## Stored data entries

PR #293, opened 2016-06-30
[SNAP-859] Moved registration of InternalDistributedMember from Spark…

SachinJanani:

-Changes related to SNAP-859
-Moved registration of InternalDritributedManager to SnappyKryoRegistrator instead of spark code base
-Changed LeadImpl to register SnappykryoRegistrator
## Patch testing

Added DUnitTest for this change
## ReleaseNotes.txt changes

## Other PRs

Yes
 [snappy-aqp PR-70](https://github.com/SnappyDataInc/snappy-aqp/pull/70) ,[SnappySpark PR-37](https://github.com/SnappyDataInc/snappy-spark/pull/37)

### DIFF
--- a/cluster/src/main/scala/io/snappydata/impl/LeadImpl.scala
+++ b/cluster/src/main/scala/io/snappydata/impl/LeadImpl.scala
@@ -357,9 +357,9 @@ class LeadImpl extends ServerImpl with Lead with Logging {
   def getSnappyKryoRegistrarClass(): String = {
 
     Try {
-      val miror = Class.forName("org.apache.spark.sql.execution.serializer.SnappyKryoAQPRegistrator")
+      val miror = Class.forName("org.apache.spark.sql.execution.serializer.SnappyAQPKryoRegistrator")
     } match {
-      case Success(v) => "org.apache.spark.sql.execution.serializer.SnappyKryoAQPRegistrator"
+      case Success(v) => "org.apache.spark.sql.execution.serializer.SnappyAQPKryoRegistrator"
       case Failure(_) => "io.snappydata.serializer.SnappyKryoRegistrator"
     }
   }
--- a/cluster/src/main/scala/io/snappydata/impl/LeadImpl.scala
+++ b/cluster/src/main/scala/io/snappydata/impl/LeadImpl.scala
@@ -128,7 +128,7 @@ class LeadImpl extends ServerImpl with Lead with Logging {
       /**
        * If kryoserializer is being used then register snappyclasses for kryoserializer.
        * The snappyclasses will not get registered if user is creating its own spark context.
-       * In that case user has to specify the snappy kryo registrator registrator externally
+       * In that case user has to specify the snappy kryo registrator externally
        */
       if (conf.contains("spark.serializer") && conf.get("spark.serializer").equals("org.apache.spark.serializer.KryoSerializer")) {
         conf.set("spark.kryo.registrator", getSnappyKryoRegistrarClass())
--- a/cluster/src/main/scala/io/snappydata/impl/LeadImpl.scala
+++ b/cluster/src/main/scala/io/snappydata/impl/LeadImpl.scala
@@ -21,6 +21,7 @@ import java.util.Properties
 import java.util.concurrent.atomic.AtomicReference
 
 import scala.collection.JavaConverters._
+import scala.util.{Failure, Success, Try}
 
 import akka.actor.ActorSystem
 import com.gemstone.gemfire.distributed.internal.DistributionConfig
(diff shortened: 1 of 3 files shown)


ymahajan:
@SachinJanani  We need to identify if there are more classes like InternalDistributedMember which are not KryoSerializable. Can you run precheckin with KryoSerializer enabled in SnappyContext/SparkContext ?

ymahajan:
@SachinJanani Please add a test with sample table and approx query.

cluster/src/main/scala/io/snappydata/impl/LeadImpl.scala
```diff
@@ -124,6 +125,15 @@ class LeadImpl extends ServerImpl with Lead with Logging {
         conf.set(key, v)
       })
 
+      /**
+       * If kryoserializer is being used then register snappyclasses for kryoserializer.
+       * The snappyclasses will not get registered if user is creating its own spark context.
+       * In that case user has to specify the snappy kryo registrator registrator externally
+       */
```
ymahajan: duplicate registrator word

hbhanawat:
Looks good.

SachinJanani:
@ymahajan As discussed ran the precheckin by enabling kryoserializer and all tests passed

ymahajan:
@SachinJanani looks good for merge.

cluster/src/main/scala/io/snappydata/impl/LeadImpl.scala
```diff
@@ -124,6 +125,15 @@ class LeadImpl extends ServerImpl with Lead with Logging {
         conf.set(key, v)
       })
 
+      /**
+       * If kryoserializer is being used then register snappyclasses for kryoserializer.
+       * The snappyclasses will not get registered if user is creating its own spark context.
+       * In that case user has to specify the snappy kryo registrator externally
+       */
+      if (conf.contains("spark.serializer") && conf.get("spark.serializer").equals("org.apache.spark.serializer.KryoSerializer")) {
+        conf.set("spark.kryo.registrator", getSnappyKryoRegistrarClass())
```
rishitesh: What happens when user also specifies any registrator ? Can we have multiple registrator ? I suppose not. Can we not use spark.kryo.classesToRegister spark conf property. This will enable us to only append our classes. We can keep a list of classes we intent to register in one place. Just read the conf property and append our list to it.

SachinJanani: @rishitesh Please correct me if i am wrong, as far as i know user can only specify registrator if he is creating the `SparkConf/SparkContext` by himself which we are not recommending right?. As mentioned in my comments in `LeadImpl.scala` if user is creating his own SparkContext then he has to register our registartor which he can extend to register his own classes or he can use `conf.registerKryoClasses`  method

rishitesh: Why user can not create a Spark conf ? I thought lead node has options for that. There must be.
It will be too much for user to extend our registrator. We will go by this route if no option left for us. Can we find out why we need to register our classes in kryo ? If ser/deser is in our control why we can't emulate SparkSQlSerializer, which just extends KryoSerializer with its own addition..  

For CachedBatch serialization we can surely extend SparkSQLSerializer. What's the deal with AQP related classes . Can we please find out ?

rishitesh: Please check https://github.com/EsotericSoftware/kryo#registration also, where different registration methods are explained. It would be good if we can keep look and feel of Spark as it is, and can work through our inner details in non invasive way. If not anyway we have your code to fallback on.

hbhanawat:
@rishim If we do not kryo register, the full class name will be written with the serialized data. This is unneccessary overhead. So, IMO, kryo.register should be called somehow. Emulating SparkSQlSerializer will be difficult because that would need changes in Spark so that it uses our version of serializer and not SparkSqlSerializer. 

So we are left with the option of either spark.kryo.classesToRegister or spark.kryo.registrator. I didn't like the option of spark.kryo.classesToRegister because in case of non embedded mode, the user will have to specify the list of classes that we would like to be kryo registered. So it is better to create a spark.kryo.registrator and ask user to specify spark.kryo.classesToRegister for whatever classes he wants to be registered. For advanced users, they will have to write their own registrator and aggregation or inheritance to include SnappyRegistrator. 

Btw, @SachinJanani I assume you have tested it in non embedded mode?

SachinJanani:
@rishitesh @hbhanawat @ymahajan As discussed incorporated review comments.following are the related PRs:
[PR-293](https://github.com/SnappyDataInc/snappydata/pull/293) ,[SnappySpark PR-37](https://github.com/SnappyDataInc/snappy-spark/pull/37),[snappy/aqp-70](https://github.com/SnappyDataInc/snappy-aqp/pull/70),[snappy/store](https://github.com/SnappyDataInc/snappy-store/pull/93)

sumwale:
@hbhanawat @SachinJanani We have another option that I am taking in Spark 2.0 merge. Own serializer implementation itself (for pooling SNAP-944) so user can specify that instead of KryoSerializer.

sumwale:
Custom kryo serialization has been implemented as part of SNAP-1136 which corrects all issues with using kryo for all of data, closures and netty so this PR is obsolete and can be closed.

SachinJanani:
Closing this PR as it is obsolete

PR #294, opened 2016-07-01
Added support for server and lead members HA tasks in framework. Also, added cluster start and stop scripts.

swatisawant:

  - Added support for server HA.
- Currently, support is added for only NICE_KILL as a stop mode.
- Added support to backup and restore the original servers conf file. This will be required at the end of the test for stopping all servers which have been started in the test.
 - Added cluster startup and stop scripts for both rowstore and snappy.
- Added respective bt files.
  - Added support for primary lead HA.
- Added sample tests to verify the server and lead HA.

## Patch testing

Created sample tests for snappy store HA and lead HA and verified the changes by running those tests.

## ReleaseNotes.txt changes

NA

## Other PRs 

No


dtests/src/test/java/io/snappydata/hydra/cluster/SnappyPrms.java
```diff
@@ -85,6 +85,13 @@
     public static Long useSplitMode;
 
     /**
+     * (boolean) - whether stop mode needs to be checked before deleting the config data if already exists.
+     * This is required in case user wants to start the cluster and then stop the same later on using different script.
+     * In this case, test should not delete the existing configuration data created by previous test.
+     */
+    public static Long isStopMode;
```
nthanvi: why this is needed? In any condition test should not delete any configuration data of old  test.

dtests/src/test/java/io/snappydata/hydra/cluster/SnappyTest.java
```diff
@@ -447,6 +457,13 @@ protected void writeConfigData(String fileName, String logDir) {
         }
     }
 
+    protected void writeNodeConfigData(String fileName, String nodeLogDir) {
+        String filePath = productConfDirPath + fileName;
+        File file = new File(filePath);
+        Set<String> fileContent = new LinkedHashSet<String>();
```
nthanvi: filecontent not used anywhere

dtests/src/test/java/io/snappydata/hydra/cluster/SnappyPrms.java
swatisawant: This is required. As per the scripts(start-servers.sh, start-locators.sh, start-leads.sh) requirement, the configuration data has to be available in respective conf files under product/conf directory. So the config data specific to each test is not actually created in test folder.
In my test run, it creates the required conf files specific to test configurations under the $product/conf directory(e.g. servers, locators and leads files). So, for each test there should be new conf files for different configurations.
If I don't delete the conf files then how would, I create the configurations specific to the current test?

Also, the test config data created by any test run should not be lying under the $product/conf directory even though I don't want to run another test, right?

## Task directions
An exact copy of the lines from the one containing "If I don't delete" through the end of the entries is required, and nothing beyond them.

## Written response
If I don't delete the conf files then how would, I create the configurations specific to the current test?

Also, the test config data created by any test run should not be lying under the $product/conf directory even though I don't want to run another test, right?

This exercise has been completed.